Lertora J J, King L W, Donkor K A
Angiology. 1986 Dec;37(12 Pt 2):939-49.
The inotropic actions of N-acetylprocainamide (NAPA) were studied in chloralose-urethane anesthetized dogs. Myocardial contractile force was measured with a Walton-Brodie strain gauge sutured to the right ventricle. A low-dose NAPA infusion (12 mg/kg i.v.) increased myocardial force by a maximum of 11.6 +/- 2.4% (mean +/- SEM), whereas a high dose of NAPA (60 mg/kg i.v.) increased myocardial force by 33.3 +/- 2.6% at the peak of the effect. The high-dose NAPA infusion also caused significant reductions in heart rate and blood pressure, while the low-dose NAPA infusion lacked significant chronotropic or hypotensive actions. Pretreatment with propranolol (0.5 mg/kg i.v. loading, followed by a 10 micrograms/kg/min infusion) did not block the positive inotropic actions of NAPA 12 mg/kg, but these actions were blocked in dogs pretreated with both propranolol and atropine (1 mg/kg). On the other hand, pretreatment with propranolol blocked and reversed the inotropic actions of NAPA 60 mg/kg, and potentiated its negative chronotropic effects. Thus, the positive inotropic actions of NAPA are indirect and more than one mechanism is involved; a component due to direct action related to the lengthening of cardiac repolarization is not discounted. At low doses, the increase in myocardial force seems related to NAPA's vagolytic properties, whereas at high doses the positive inotropic actions appear to be catecholamine-mediated. Furthermore, a negative inotropic action of high-dose NAPA is apparent after beta-adrenergic receptor blockade.

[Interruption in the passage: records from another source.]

Issue #1243, opened 2025-02-04
neonvm-daemon: use GET /cpu as source of information for sysfs scaling mode


mikhail-sakhnov:
We currently never use neonvm-daemon /cpu GET endpoint, since it has no support for fractional CPU limits. Instead we rely on the value stored in the runner memory via atomic variable, which is updated on each scaling request.

We should use it as a source of information for sysfs scaling mode.

Reasons:
- as said, first step towards proper fractional limits
- clearer ownership - all cpu related state will be kept in a single component (neonvm-daemon) rather than in 2 components as now (neonvm-daemon, neonvm-runner)

Context:
Discussion in https://github.com/neondatabase/autoscaling/pull/1190#discussion_r1941035937_

sharnoff:
This should also be a dependency for #850

PR #1308, opened 2025-03-07
neonvm: use neonvm-daemon/cpu as source of information in runner

mikhail-sakhnov:
neonvm: use neonvm-daemon/cpu as source of information for current CPU state in the runner. Should affect only sysfs scaling mode.

#1243


neonvm-runner/cmd/main.go
```diff
@@ -487,17 +488,34 @@ func runQEMU(
...
 		get: func(logger *zap.Logger) (*vmv1.MilliCPU, error) {
-			return lo.ToPtr(vmv1.MilliCPU(lastValue.Load())), nil
+			switch cfg.cpuScalingMode {
+			case vmv1.CpuScalingModeSysfs:
+				cpu, err := getNeonvmDaemonCPU()
+				if err != nil {
+					logger.Error("failed to get CPU from NeonVM Daemon", zap.Error(err))
+					return nil, err
+				}
+				return &cpu, nil
```
sharnoff, line 498: As discussed, I think we still need to compare against `lastValue` so that we can translate from integer CPU → externally requested fractional CPU

mikhail-sakhnov: Sorry, that s a draft to trigger e2e, didn’t expect it being reviewed

mikhail-sakhnov: But thanks for the catch - but the pr isn’t finished yet, might be some shenanigans in other parts of the diff

mikhail-sakhnov: >can translate from integer CPU → externally requested fractional CPU —

why do we need it? I thought it could be done in the controller by rounding up requested fractional CPU before comparing with the value from daemon?

mikhail-sakhnov: Discussed in DM, both ways would work, moving to the runner.

petuhovskiy (approved):
LGTM, but I'm not very familiar with sysfs scaling yet.

neonvm-runner/cmd/main.go
```diff
@@ -487,17 +488,42 @@ func runQEMU(
...
+				if err != nil {
+					logger.Error("failed to get CPU from NeonVM Daemon", zap.Error(err))
+					return nil, err
+				}
+				storedCpu := vmv1.MilliCPU(lastValue.Load())
+				if storedCpu.RoundedUp() != cpu.RoundedUp() {
+					logger.Warn("CPU from NeonVM Daemon does not match stored value, returning daemon value to let controller reconcile correct state", zap.Any("stored", storedCpu), zap.Any("current", cpu))
+					return &cpu, nil
+				}
+				logger.Debug("Returning stored CPU value to controller", zap.Any("cpu", storedCpu))
```
sharnoff, line 503: question: Do we output debug logs? If no, is it worth keeping this?

neonvm-runner/cmd/main.go
```diff
@@ -487,17 +488,42 @@ func runQEMU(
...
+				return &storedCpu, nil
+
+			case vmv1.CpuScalingModeQMP:
+				return lo.ToPtr(vmv1.MilliCPU(lastValue.Load())), nil
+			default:
+				panic(fmt.Errorf("unknown CPU scaling mode %s", cfg.cpuScalingMode))
```
sharnoff, line 509: nit: Let's use `%q` instead of `%s`? It makes it easier to identify unusual strings (e.g., empty string, etc.)

neonvm-runner/cmd/main.go
```diff
@@ -487,17 +488,42 @@ func runQEMU(
...
 				if err != nil {
 					logger.Error("setting CPU through NeonVM Daemon failed", zap.Any("cpu", cpu), zap.Error(err))
 					return err
 				}
+				lastValue.Store(uint32(cpu))
+			case vmv1.CpuScalingModeQMP:
+				lastValue.Store(uint32(cpu))
+				return nil
+			default:
+				panic(fmt.Errorf("unknown CPU scaling mode %s", cfg.cpuScalingMode))
```
sharnoff, line 525: \+ same here

neonvm-runner/cmd/main.go
```diff
@@ -865,6 +891,45 @@ func setNeonvmDaemonCPU(cpu vmv1.MilliCPU) error {
 	return nil
 }
 
+func getNeonvmDaemonCPU() (vmv1.MilliCPU, error) {
```
sharnoff, line 894: suggestion: We already have `checkNeonvmDaemonCPU()` — maybe let's just adapt that function instead of creating a new one? (or, replace it with this one?)

sharnoff (commented):
Some comments -- broadly looks good, should be good to go after these.

neonvm-runner/cmd/main.go
mikhail-sakhnov: done here and in other panics in the file

neonvm-runner/cmd/main.go
mikhail-sakhnov: I think this part should be refactored - all neonvm daemon related functions are very similar (as well as functions we use in controller to call runner) but I intentionally left it out of the scope. I think it is better to keep as is now (to keep reasonable get/set/check interface) and extract them into a client as a separate issue.

neonvm-runner/cmd/main.go
mikhail-sakhnov: I think it is wort having it for a potential debugs, right no there is no need, but I think is easier to have it logged at debug level and enable debug level if it is required, comparing to the case that if we need it, we need to add logging, cut release and redeploy. Let me know, if you don't like the approach, I can drop it.

Omrigan: I agree with Misha, I think even if we can't enable it now, but it still serves as documentation, and in case we will have an ability to enable debug logs.

sharnoff: Ack, fair enough - resolving

neonvm-runner/cmd/main.go
```diff
@@ -487,17 +488,42 @@ func runQEMU(
 
 	callbacks = cpuServerCallbacks{
 		get: func(logger *zap.Logger) (*vmv1.MilliCPU, error) {
-			return lo.ToPtr(vmv1.MilliCPU(lastValue.Load())), nil
+			switch cfg.cpuScalingMode {
```
Omrigan, line 491: I think nesting here is a bit too much, IMO we should change the structure of code here.

neonvm-runner/cmd/main.go
mikhail-sakhnov: Yes, like the `setNeonvmDaemonCPU` is copy-paste with changing request type to post and adding body 😄 

I pushed the changes but in general I disagree with that approach. 
We anyway need to change it, but with having separate functions changes in the PR are limited - they affect only new functionality. 

However, with the dropping checkNeonvmDaemonCPU we also start touching separate functionality - healthchecks. 

Not a critical in this particular case, but in general I'd rather prefer to have PRs scoped to a single blast radius.

neonvm-runner/cmd/main.go
mikhail-sakhnov: dropped

neonvm-runner/cmd/main.go
mikhail-sakhnov: Agreed in DM to proceed with that later

PR #1313, opened 2025-03-11
neonvm: drop generated default value in CRD

mikhail-sakhnov:
We use kubebuilder:default annotation for scaling mode fields, which effiectively means we never allow it to be non set and that bypasses the logic with --default-cpu-scaling-mode controller argument


sharnoff (approved):
LGTM - maybe PR title should say `neonvm:` and not `neonvm-controller:`, as it only changes the CRD? Up to you.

在氯醛糖 - 乌拉坦麻醉的犬中研究了N - 乙酰普鲁卡因胺(NAPA)的变力作用。使用缝合到右心室的Walton - Brodie应变仪测量心肌收缩力。低剂量静脉输注NAPA(12mg / kg)可使心肌力最大增加11.6±2.4%(平均值±标准误),而高剂量NAPA(60mg / kg静脉注射)在效应峰值时可使心肌力增加33.3±2.6%。高剂量NAPA输注还导致心率和血压显著降低,而低剂量NAPA输注则没有明显的变时性或降压作用。用普萘洛尔预处理(静脉注射负荷量0.5mg / kg,随后以10μg/ kg / min输注)不会阻断12mg / kg NAPA的正性肌力作用,但在用普萘洛尔和阿托品(1mg / kg)预处理的犬中这些作用被阻断。另一方面,用普萘洛尔预处理可阻断并逆转60mg / kg NAPA的变力作用,并增强其负性变时作用。因此,NAPA的正性肌力作用是间接的,涉及多种机制;与心脏复极延长相关的直接作用的成分不能被忽视。在低剂量时,心肌力的增加似乎与NAPA的抗迷走神经特性有关,而在高剂量时,正性肌力作用似乎是由儿茶酚胺介导的。此外,在β - 肾上腺素能受体阻断后,高剂量NAPA的负性肌力作用明显。